● Task description
The job is to find each line in the entries holding the string "bounded" and copy that line.

══ Material for this exercise ══

PR #39413, opened 2026-07-29
fix(session): retry HTTP 408 request timeouts

### LINKED ISSUE #39221: [Bug]: Retry pre-output HTTP 408 request_timeout from OpenAI-compatible streams
### Description

When an OpenAI-compatible streaming provider returns a normalized HTTP 408 before OpenCode has received any semantic response event, OpenCode terminates the turn instead of retrying it. The user must manually resend the prompt.

The affected proxy intentionally normalizes abnormal upstream stream termination as:

```text
HTTP 408
{"type":"error","sequence_number":0,"code":"request_timeout","message":"stream error: stream disconnected before completion: stream closed before response.completed"}
```

`sequence_number: 0` is important: no usable Responses event, text delta, or tool call has reached OpenCode. Retrying at this point should not replay visible output or local tool execution. Retrying after any semantic stream event would be unsafe and is explicitly out of scope.

I manually built CLIProxyAPI with https://github.com/router-for-me/CLIProxyAPI/pull/4580, which fixes one prefix-only SSE bootstrap failure. It noticeably reduced the frequency of these 408s, but did not eliminate them. The remaining normalized 408 still stops the OpenCode turn.

This differs from #30611 and #38683: those cover raw/wrapped transport failures. Here the client receives an API error with HTTP status 408, so the current `SessionRetry.retryable()` path does not explicitly classify it as retryable (unlike 5xx responses).

### Expected behavior

For an OpenAI-compatible streaming request that fails with HTTP 408 / `request_timeout` before the first semantic event, retry the turn with bounded exponential backoff, then surface the error if the retry budget is exhausted.

Do not retry once OpenCode has received a text delta, a tool call, or another semantic response event.

### Suggested coverage

1. HTTP 408 before any Responses SSE event retries and a subsequent successful attempt completes.
2. HTTP 408 after a text delta does not retry.
3. HTTP 408 after a tool-call event does not retry.
4. Repeated pre-output 408s stop after a bounded number of attempts.

### Environment

- OpenCode: v1.18.4
- CLIProxyAPI: v7.2.95, plus a manual build including #4580
- Model: gpt-5.6-terra
- OS: macOS arm64

### Related

- CLIProxyAPI report: https://github.com/router-for-me/CLIProxyAPI/issues/4527
- CLIProxyAPI prefix-only bootstrap retry fix: https://github.com/router-for-me/CLIProxyAPI/pull/4580
- OpenCode transport retry issue: #30611
- OpenCode transport retry PR: #38683

Hotragn:
### Issue for this PR

Closes #39221

### Type of change

- [x] Bug fix

### What does this PR do?

`retryable()` only bypasses the provider SDK's `isRetryable` flag for `status >= 500`. An HTTP 408 that the SDK didn't mark retryable therefore falls through and ends the turn, so the user has to resend the prompt by hand. This shows up with OpenAI-compatible proxies that normalize an aborted upstream stream into `408 request_timeout`.

408 Request Timeout is the one 4xx that is transient in the same way a 5xx is — the request never completed, so sending it again is the defined behavior for that status. This adds 408 to the existing condition, so it takes exactly the same path as 5xx: same classification, same backoff, same `retry-after` handling. No new retry mechanism, and other 4xx statuses are unchanged.

Added `retries 408 request timeout errors` to `test/session/retry.test.ts`, built from the payload in the issue (status 408, `isRetryable: false`, `code: request_timeout`), asserting it is now classified retryable. Ran the whole `retry.test.ts` suite so the neighbouring cases still hold — in particular `does not retry 4xx errors when isRetryable is false` (status 400) still passes, so this doesn't loosen 4xx generally. `bun typecheck` passes.

### Checklist

### DIFF
--- a/packages/opencode/src/session/retry.ts
+++ b/packages/opencode/src/session/retry.ts
@@ -88,10 +88,12 @@ export function retryable(error: Err, provider: string) {
   if (SessionV1.APIError.isInstance(error)) {
     const status = error.data.statusCode
     // 5xx errors are transient server failures and should always be retried,
-    // even when the provider SDK doesn't explicitly mark them as retryable.
+    // even when the provider SDK doesn't explicitly mark them as retryable. 408 is the one 4xx
+    // that is transient in the same way: the request timed out before completing, so it is safe
+    // to send again.
     if (
       !error.data.isRetryable &&
-      !(status !== undefined && status >= 500) &&
+      !(status !== undefined && (status === 408 || status >= 500)) &&
       !matchesRetryableMessage(error.data.message) &&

═══

● Written response
For an OpenAI-compatible streaming request that fails with HTTP 408 / `request_timeout` before the first semantic event, retry the turn with bounded exponential backoff, then surface the error if the retry budget is exhausted.
4. Repeated pre-output 408s stop after a bounded number of attempts.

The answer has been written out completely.